━━━ TASK DATA ━━━

PR #126, opened 2016-07-28
DM-7029: fixed some api bugs

robyww:
- Image is coming with one draw layer. (I can delete this draw layer and nothing changes on the image)
 - When draw layer is deleted, and no more layers are present, the layers dialog should be closed. (It stays with nothing to
  display, you have to click x to close it.)
 - After selecting an area in one viewer, I select an area in another viewer, then move the mouse to the first one: 147
  ImageViewerLayout.jsx:314 Uncaught TypeError: Cannot read property 'x' of null at ImageViewerLayout.jsx:314 Nothing works after
that. I have to reload.
 - Selection appears with an offset, if the page, which contains the viewer is scrolled. (Load the attached script, press
  'Start selection tracking' click to select a point, then scroll page a bit down, then click to select another point - it shows
down from where it should be.)
 - I have 2 image viewers in separate divs. Selected line in one, then selected line in the other. The line from the first one
  disappeared, but its label is still there. (See attached image.)
 - Selection is working differently from distance. To select in another plot, I need to press selection again. I don't need to press ruler again to select new distance in another plot.
 - The payload.attValue of CHANGE_PLOT_ATTRIBUTE action is using WorldPt for area and point selections (when payload.attKey is  'SELECTION' or 'ACTIVE_POINT'), but ImagePt for line selection (when payload.attKey is 'ACTIVE_DISTANCE') How can I make them
all use image coordinates? Now exporting the coordinage system conversion code.

`var imagePt= firefly.util.image.CCUtil.getImageCoords(plot,pt);`

### DIFF
--- a/src/firefly/js/api/ApiUtilImage.jsx
+++ b/src/firefly/js/api/ApiUtilImage.jsx
@@ -33,6 +33,8 @@ export {RequestType} from '../visualize/RequestType';
 export {ExpandType, dispatchApiToolsView} from '../visualize/ImagePlotCntlr.js';
 export {CsysConverter} from '../visualize/CsysConverter.js';
 export {CCUtil} from '../visualize/CsysConverter.js';
+export {primePlot} from '../visualize/PlotViewUtil.js';
+export {visRoot} from '../visualize/ImagePlotCntlr.js';
 export {watchCoverage} from '../visualize/saga/CoverageWatcher.js';
 import {watchImageMetaData} from '../visualize/saga/ImageMetaDataWatcher.js';
 
--- a/src/firefly/js/api/ApiUtilImage.jsx
+++ b/src/firefly/js/api/ApiUtilImage.jsx
@@ -31,6 +31,8 @@ export {RangeValues} from '../visualize/RangeValues.js';
 export {WPConst, WebPlotRequest, findInvalidWPRKeys, confirmPlotRequest} from '../visualize/WebPlotRequest.js';
 export {RequestType} from '../visualize/RequestType';
 export {ExpandType, dispatchApiToolsView} from '../visualize/ImagePlotCntlr.js';
+export {CsysConverter} from '../visualize/CsysConverter.js';
+export {CCUtil} from '../visualize/CsysConverter.js';
 export {watchCoverage} from '../visualize/saga/CoverageWatcher.js';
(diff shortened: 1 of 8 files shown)


src/firefly/js/api/ApiUtilImage.jsx
```diff
@@ -31,6 +31,8 @@ export {RangeValues} from '../visualize/RangeValues.js';
 export {WPConst, WebPlotRequest, findInvalidWPRKeys, confirmPlotRequest} from '../visualize/WebPlotRequest.js';
 export {RequestType} from '../visualize/RequestType';
 export {ExpandType, dispatchApiToolsView} from '../visualize/ImagePlotCntlr.js';
+export {CsysConverter} from '../visualize/CsysConverter.js';
+export {CCUtil} from '../visualize/CsysConverter.js';
```
tgoldina: To use CCUtil, we need to add the following exports:
export {primePlot} from '../visualize/PlotViewUtil.js';
export {visRoot} from '../visualize/ImagePlotCntlr.js';

tgoldina:
Thank you for quick turnaround. Most of the issues are fixed. 

Here is what I have noticed:

1. After using distance tool in one plot, then the other, clicking again in the first plot does not make it active. (You have to click on the border of the plot to make it active, clicking inside does not help.)

This seems to cause strange behavior, when selections do not work as expected. For example:  select ruler, select some lines alternating first and second plot. Unselect ruler, select area icon. Selecting in the first plot will still show distance. I had to delete distance tool drawing layer or click on the border for things to start showing area selection. 

In general, there is some confusion with active plot, when I have two viewers. Should a plot become active as soon as mouse enters is? Otherwise in readout, compass thumbnail will still show active plot, while readout thumbnail could use another plot.

2. In Selection Tool drawing layer the help text is so long that 'Delete' link is not visible. The text is also cut.

src/firefly/js/api/ApiUtilImage.jsx
robyww: ok, I will do that too.

robyww:
With selection, there is no delete. The drawing layers make that stuff optional. I can turn it on.

robyww:
#1 is a little beyond the scope of this ticket.  I will make new ticket from it.

tgoldina:
Thank you. Then it's ready to merge.

2016-07-29 15:13 GMT-07:00 Trey Roby <notifications@github.com>:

━━━

REQUIREMENT:
An exact copy of the data, with every line intact, is the required answer.

COMPLETED EXERCISE:
PR #126, opened 2016-07-28
DM-7029: fixed some api bugs

robyww:
- Image is coming with one draw layer. (I can delete this draw layer and nothing changes on the image)
 - When draw layer is deleted, and no more layers are present, the layers dialog should be closed. (It stays with nothing to
  display, you have to click x to close it.)
 - After selecting an area in one viewer, I select an area in another viewer, then move the mouse to the first one: 147
  ImageViewerLayout.jsx:314 Uncaught TypeError: Cannot read property 'x' of null at ImageViewerLayout.jsx:314 Nothing works after
that. I have to reload.
 - Selection appears with an offset, if the page, which contains the viewer is scrolled. (Load the attached script, press
  'Start selection tracking' click to select a point, then scroll page a bit down, then click to select another point - it shows
down from where it should be.)
 - I have 2 image viewers in separate divs. Selected line in one, then selected line in the other. The line from the first one
  disappeared, but its label is still there. (See attached image.)
 - Selection is working differently from distance. To select in another plot, I need to press selection again. I don't need to press ruler again to select new distance in another plot.
 - The payload.attValue of CHANGE_PLOT_ATTRIBUTE action is using WorldPt for area and point selections (when payload.attKey is  'SELECTION' or 'ACTIVE_POINT'), but ImagePt for line selection (when payload.attKey is 'ACTIVE_DISTANCE') How can I make them
all use image coordinates? Now exporting the coordinage system conversion code.

`var imagePt= firefly.util.image.CCUtil.getImageCoords(plot,pt);`

### DIFF
--- a/src/firefly/js/api/ApiUtilImage.jsx
+++ b/src/firefly/js/api/ApiUtilImage.jsx
@@ -33,6 +33,8 @@ export {RequestType} from '../visualize/RequestType';
 export {ExpandType, dispatchApiToolsView} from '../visualize/ImagePlotCntlr.js';
 export {CsysConverter} from '../visualize/CsysConverter.js';
 export {CCUtil} from '../visualize/CsysConverter.js';
+export {primePlot} from '../visualize/PlotViewUtil.js';
+export {visRoot} from '../visualize/ImagePlotCntlr.js';
 export {watchCoverage} from '../visualize/saga/CoverageWatcher.js';
 import {watchImageMetaData} from '../visualize/saga/ImageMetaDataWatcher.js';
 
--- a/src/firefly/js/api/ApiUtilImage.jsx
+++ b/src/firefly/js/api/ApiUtilImage.jsx
@@ -31,6 +31,8 @@ export {RangeValues} from '../visualize/RangeValues.js';
 export {WPConst, WebPlotRequest, findInvalidWPRKeys, confirmPlotRequest} from '../visualize/WebPlotRequest.js';
 export {RequestType} from '../visualize/RequestType';
 export {ExpandType, dispatchApiToolsView} from '../visualize/ImagePlotCntlr.js';
+export {CsysConverter} from '../visualize/CsysConverter.js';
+export {CCUtil} from '../visualize/CsysConverter.js';
 export {watchCoverage} from '../visualize/saga/CoverageWatcher.js';
(diff shortened: 1 of 8 files shown)


src/firefly/js/api/ApiUtilImage.jsx
```diff
@@ -31,6 +31,8 @@ export {RangeValues} from '../visualize/RangeValues.js';
 export {WPConst, WebPlotRequest, findInvalidWPRKeys, confirmPlotRequest} from '../visualize/WebPlotRequest.js';
 export {RequestType} from '../visualize/RequestType';
 export {ExpandType, dispatchApiToolsView} from '../visualize/ImagePlotCntlr.js';
+export {CsysConverter} from '../visualize/CsysConverter.js';
+export {CCUtil} from '../visualize/CsysConverter.js';
```
tgoldina: To use CCUtil, we need to add the following exports:
export {primePlot} from '../visualize/PlotViewUtil.js';
export {visRoot} from '../visualize/ImagePlotCntlr.js';

tgoldina:
Thank you for quick turnaround. Most of the issues are fixed. 

Here is what I have noticed:

1. After using distance tool in one plot, then the other, clicking again in the first plot does not make it active. (You have to click on the border of the plot to make it active, clicking inside does not help.)

This seems to cause strange behavior, when selections do not work as expected. For example:  select ruler, select some lines alternating first and second plot. Unselect ruler, select area icon. Selecting in the first plot will still show distance. I had to delete distance tool drawing layer or click on the border for things to start showing area selection. 

In general, there is some confusion with active plot, when I have two viewers. Should a plot become active as soon as mouse enters is? Otherwise in readout, compass thumbnail will still show active plot, while readout thumbnail could use another plot.

2. In Selection Tool drawing layer the help text is so long that 'Delete' link is not visible. The text is also cut.

src/firefly/js/api/ApiUtilImage.jsx
robyww: ok, I will do that too.

robyww:
With selection, there is no delete. The drawing layers make that stuff optional. I can turn it on.

robyww:
#1 is a little beyond the scope of this ticket.  I will make new ticket from it.

tgoldina:
Thank you. Then it's ready to merge.

2016-07-29 15:13 GMT-07:00 Trey Roby <notifications@github.com>:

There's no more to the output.